I hadn’t thought about this question before you asked it. But I guess those stories were narratives because narrative is our default. Some of the other things we did — we ran an editorial on Monday that criticized the city’s leadership, something the magazine has rarely, if ever, done — were out of character for us. That was hard, and we had a lot of discussion and even a few arguments over that. Narrative is natural, though.

I also like the decision to include an unexpected point of view. The novelist David Joy, who grew up poor in Charlotte and owns six guns, talks about white privilege. It was your most-read story of that week. Who had the idea for that one?

A big part of our job as editors here is simply to maintain relationships and create an environment and space for good writers. I met David at a local bookstore in 2015 when he came through town promoting his first novel. He was interesting to me, a guy who came to his book event in jeans and a T-shirt and a ball cap with a fishing hook on it, a proud gun owner and resident of the North Carolina mountains. You look at a guy like that and you make assumptions. But when we talked that night, he told me he’d gone to high school in some of Charlotte’s most diverse schools. And, get this, he was a vegetarian. He didn’t fit the stereotype, and we love people like that. That night, I told him that if he ever wanted to write an essay about his hometown, whatever it was, he had all the blank pages we could give him.

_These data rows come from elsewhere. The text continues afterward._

PR #2107, opened 2025-06-27
Release/v0.39.18

cmpich:


src/main/java/org/alliancegenome/curation_api/model/document/es/AffectedGenomicModelDocument.java
```diff
@@ -50,15 +58,23 @@ public void addConditionRelations(Collection<ConditionRelation> relations) {
...
 		if (CollectionUtils.isNotEmpty(conditionRelationSet)) {
 			if (conditionRelations == null) {
-				conditionRelations = new HashSet<>();
+				conditionRelations = new ArrayList<>();
 			}
 			conditionRelations.addAll(conditionRelationSet);
 		}
 	}
+
+	public boolean isDiseaseAnnotations() {
```
oblodgett: i would guess these should be named "has" vs "is"?

cmpich: Agree.

adamgibs (approved):

abecerra (approved):

PR #2139, opened 2025-07-09
Release/v0.40.1

cmpich:


src/main/java/org/alliancegenome/curation_api/services/AlleleService.java
```diff
@@ -13,6 +13,7 @@
 import org.alliancegenome.curation_api.exceptions.ValidationException;
 import org.alliancegenome.curation_api.interfaces.base.BasePopularityInterface;
 import org.alliancegenome.curation_api.model.entities.Allele;
+import org.alliancegenome.curation_api.model.entities.associations.AlleleConstructAssociation;
```
devopsagr, line 16: 🚫 **[checkstyle]** <com.puppycrawl.tools.checkstyle.checks.imports.UnusedImportsCheck> <sub>reported by [reviewdog](https://github.com/reviewdog/reviewdog) :dog:</sub><br>Unused import - org.alliancegenome.curation_api.model.entities.associations.AlleleConstructAssociation.

src/main/java/org/alliancegenome/curation_api/dao/associations/AlleleConstructAssociationDAO.java
```diff
@@ -12,4 +22,61 @@ protected AlleleConstructAssociationDAO() {
 		super(AlleleConstructAssociation.class);
 	}
 
+	public SearchResponse<AlleleConstructAssociation> findAllAssociations(Pagination pagination, HashMap<String, Object> params) {
```
markquintontulloch, line 25: Why can't we just use findByParams here?

markquintontulloch: Perhaps I don't understand what's going on here, but I'm wondering why we want to return cases where :params is null?

cmpich: I cannot use the findByParams as I need a query in which I want to retrieve all AlleleConstructAssociation objects that also have non-null ConstructGenomicEntityAssociation objects.

markquintontulloch: Ok, makes sense.  Could you replace the hard-coded field names with constants from the EntityFieldConstants package.  That way, if the LinkML model changes we only have one place to check - this has caught us out many times in the past.

PR #406, opened 2026-05-18
Two spots were missing correct const-ness for raw pointers

protz:


protz:
Found while trying to extract compiler-builtin's uint128 implementation.

PR #407, opened 2026-05-19
Update karamel with FStarLang/karamel#741

mtzguido:
Generated code has a few more casts. This will be improved in a follow up karamel patch.


protz:
Great. I think the improvements would be nice :-)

He wrote one essay in October 2015, a homespun piece about how Charlotte had changed since he’d moved away. And then, the week of the protests here, he sent me a message to say he was thinking about writing something and wondered if I could look it over for him. I knew that anything he wrote on a complicated subject like police shootings would be great. I didn’t know what he meant by “look it over.” So I read it and started giving him ideas for big publications in Washington or New York that might buy it. I said, “I mean, if it doesn’t work out there, we’ll definitely take it and run it. But we can’t pay what they pay, so look here and here and here.”

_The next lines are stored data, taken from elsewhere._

PR #426, opened 2026-07-03
Order declarations following charon-provided order

Nadrieril:
@protz this uses the declaration order provided by Charon, which is much more stable than a toposort based on a tree traversal, as that can be affected by small changes in the control-flow. That's a massive test diff though, so I wanna check with you first.

AI disclaimer: written by an LLM with opinionated input from me


lib/DeclOrder.ml
```diff
@@ -0,0 +1,94 @@
...
+let record_file (_, decls) = record_decls decls
+
+let inherit_order ~from_lid ~to_lid =
+  match Hashtbl.find_opt order from_lid with
+  | Some order_id when not (Hashtbl.mem order to_lid) ->
+      Hashtbl.add order to_lid order_id;
+      true
+  | _ -> false
+
+let refresh_monomorphized_lids () =
```
protz: is this fixpoint calculation needed? can you do a single pass and see what breaks?

lib/DeclOrder.ml
```diff
@@ -0,0 +1,94 @@
...
+      Krml.MonomorphizationState.state;
+    Hashtbl.iter
+      (fun (generic_lid, _, _) monomorphized_lid ->
+        changed := inherit_order ~from_lid:generic_lid ~to_lid:monomorphized_lid || !changed)
+      Krml.MonomorphizationState.generated_lids
+  done
+
+let order_of_decl decl = Hashtbl.find_opt order (lid_of_decl decl)
+
+let compare_order current_pos1 decl1 current_pos2 decl2 =
```
protz: how do we end up in the case where we compare order for something that was not registered before? does that not indicate a bug?

protz (commented):
Overall I'm in favor of this but it seems like there are a lot of defensive cases that, intuitively, should not happen. Can you investigate a little bit which are needed and put asserts for whatever doesn't trigger?

lib/DeclOrder.ml
Nadrieril: Single pass does seem to work

lib/DeclOrder.ml
Nadrieril: Turns out karamel uses some virtual lids for equality helpers and these don't exist in Charon. We can register them early, it's clearer

Nadrieril:
Alright I made this into a real PR by rewriting most of it, now it's actually reviewable. The one bit I haven't looked into is the change to the topological sorting algorithm, I assumed the LLM knows how to implement that kind of stuff.

protz (commented):
Generally looks good, although I was unfamiliar with Kahn's algorithm.

Do I understand correctly that we first sort declarations using the Charon order, then do something smart (the "ranking") to give a meaningful order to the declarations at the end of the transformation pipeline?

Why are indegrees and successors hash tables of references? Can't they just be regular hash tables and you call `Hashtbl.replace` to mutate the value in place rather than having two levels of indirection?

@jschneider-bensch heads-up that this change is coming, please give it a try if you can to catch any breakage early... thanks

protz (commented):
More thoughts. Is it that Kahn's algorithm is a stable topological sort? If so, I think we should articulate why we choose this particular algorithm over the simpler traversal

Nadrieril:
Yeah the toposort I didn't look too much into. The reason we need it is that Karamel is still doing the monomorphization, and apparently the topological order given by charon on poly items is not sufficient to get a topological order on mono items.

> Do I understand correctly that we first sort declarations using the Charon order, then do something smart (the "ranking") to give a meaningful order to the declarations at the end of the transformation pipeline?

Not exactly: the ranking is not smart, it's just recording the Charon order on poly items. Then the smart part is managing to recover the order of a mono item, by remembering which poly item it came from. Once we've done that, then we need to add some toposorting on top and that's where the vibecoded stable toposort comes in.

> If so, I think we should articulate why we choose this particular algorithm over the simpler traversal

What's "the simpler traversal"?

Nadrieril:
Cleaned up the toposort, it's decent code now

protz (approved):

protz:
Thanks this is great! This should make life much easier for downstream users

PR #427, opened 2026-07-06
DRAFT: Use Charon's monomorphization mode

Nadrieril:
This is an LLM-generated migration to Charon's `--monomorphize`, which should give us an idea of how far we are to that. I left most of the poly handling code, to make the diff smaller.

The bulk of the diff is:
- Builtins, because we couldn't easily reuse the existing karamel-polymorphic ones;
- Name handling;
- Making the per-file splitting stuff still work with this new monomorphization approach.

I think one thing that would help the migration would be having karamel names be less string-based. For example, if karamel represented monomorphized names like Charon does (with full type info), we could have Charon generate the same names as today, if that matters.

cc @protz, curious for your opinion on this


protz (commented):
Some general comments (I did not look at this in detail).
- The long names are back, which is something that I was explicitly trying to avoid because it gives bad code quality for libcrux. Is there a way to replicate a comparable "short names" mechanism in Charon?
- Are there opportunities for removing code? If everything is monomorphized, do we still need const-generic monomorphization in the krml pipeline?
- Lots of changes intertwined so I'm having a hard time making sense of it all.
- I'm pretty positively impressed that this works! This is excellent and will solve many other issues that were dependent on Charon-side monomorphization

Nadrieril:
> * The long names are back, which is something that I was explicitly trying to avoid because it gives bad code quality for libcrux. Is there a way to replicate a comparable "short names" mechanism in Charon?

Charon has such a mechanism already but I don't know if it does the same. Can we reuse the same code maybe? Was it karamel doing that computation?

> * Are there opportunities for removing code? If everything is monomorphized, do we still need const-generic monomorphization in the krml pipeline?

There are a ton of opportunities for removing code. You should not need const-generic monomorphization in krml since Charon does all of that already.

> * Lots of changes intertwined so I'm having a hard time making sense of it all.
> * I'm pretty positively impressed that this works! This is excellent and will solve many other issues that were dependent on Charon-side monomorphization

Yeah sorry this was meant as illustration more than anything, I wouldn't want to propose this as a PR since I don't really understand any of it.

PR #420, opened 2025-12-11
Feat/add back animations

ggbb0711:


han4wluc (commented):
please also post a screenshot or screen recording of the testing.
so it is easier to review.

for this feature, I think what needs to be tested is 
- whehter there is any other way to break it. like adding extreme values, or empty or what etc...
- preview works correctly

ggbb0711:
Note:  Value type: Relative(Keyframes with alpha symbol) mean that the animation will add on the value from the previous keyframe instead of setting them
Pos X testing:

https://github.com/user-attachments/assets/c267f8b8-2f1e-4161-97ff-5c546f56f928

Pos Y testing: 

https://github.com/user-attachments/assets/dd9f7598-1071-4fb1-b725-2944c51b0f63

Alpha testing: 

https://github.com/user-attachments/assets/306f5370-4e3c-4041-8c92-847b79e9b9f6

And he basically responded, “I think it’ll be more meaningful if it ran in Charlotte. I don’t give a damn about money.”

David did all the work on that essay. It’s good and popular because of him and his ability to see the world in ways that most people can’t. He’s a gifted writer. The only thing we did was try to create a place where people like David want to write. Honestly, that’s not even work. It’s not hard to create an environment around things you love.